What you don’t hear about are the people who are soldiering on, hanging by a hair. A lot of these people you will only find on Twitter or if you stumble across their blog. They’re lives are fairly miserable and they complain, but they still find a way to hold on for one more day.

This is not ‘recovery,’ this is real bravery.

Some have conditions that wax and wane – as I do – and you can suss out their moods by their style of writing or the periods where they don’t write at all – like me.

For so many people who will live and die with their mental illness there is no recovery – only life as they know it. By the time you’re my age, you have no conception of what ‘normal’ is in human behavior. It’s just your life as it has been, for many of us, since we were kids.

Here’s the punchline: recovery is a myth invented to sell stories. It makes for great Ted talks as well. Everyone wants a happy ending; everyone wants to see shining examples of triumph – even if the sample among the mentally ill population is statistically small.

To some, I might seem like I’m in ‘recovery.’ I managed to keep my job; my marriage (this time), my life (“it’s just a cell phone!”), and I’ve recently even been part of a stage show. Yea me!

That’s all nice, but it’s not ‘recovery?’ There is never recovery.

What you don’t see are the times when I’m staring at the wall at home not wanting to move. Holding my head in my hands at work trying to get my shit together. The PTSD paranoia I feel every day walking into work. The times I feel like I’d be better off dead. The shakes of anxiety attacks. The mood swings you’d have to experience to believe. And, finally, the thoughts and feelings I struggle to keep under wraps in public because I don’t want anyone to be afraid of me or shun me.
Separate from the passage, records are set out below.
PR #3353, opened 2020-12-16
[bugfix] [v5.2.1] Array.prototype.includes is not compatible with IE 11

gatsbimantico:
COMPLEX_SELECTOR_PREFIX.includes wasn't transpiled,
causing issues in Internet Explorer 11 due lack of compatibility.

The fix is just replacing it for indexOf, in the meantime, the solution is to roll back to v5.2.0

----

**CAUSE**

The transpilation done with babel is not transpiling deep enough, as other Array.prototype.includes are being correctly transpiled, this single one (maybe because of being in the middle of an if statement or something fancy like that) seems to not be transpiled.

**EFFECT**

IE 11 is not compatible with this property of the array object, producing an error.

**TEST**

Compile the project and search for ".includes" in the minified file.

**FIX**

Replacing ".includes" for ".indexOf" for compatibility

**PREVENTION**

Consider adding some bundle validation as part of the Pull Request validation, making sure your bundle transpiles correctly for the browsers supported before merging into master.


probablyup:
@gatsbimantico this needs to be applied to the `legacy-v5` branch. v6 will not support IE

gatsbimantico:
Repeated from legacy-v5 https://github.com/styled-components/styled-components/pull/3397
Closing this PR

There are better times and worse times but even during the better times, the illness is always present in some form, inflicting varying degrees of mental torture.. Behind the forced smile, the polite ‘thank yous,’ and the acceptable work performance, lie a bundle of fears, compulsions, nightmares and voices that, dear reader, should put you on your hands and knees every night praying to whatever gods you worship that you never experience.

The only recovery that is true and complete is when you die.

Put that in your hip online magazine.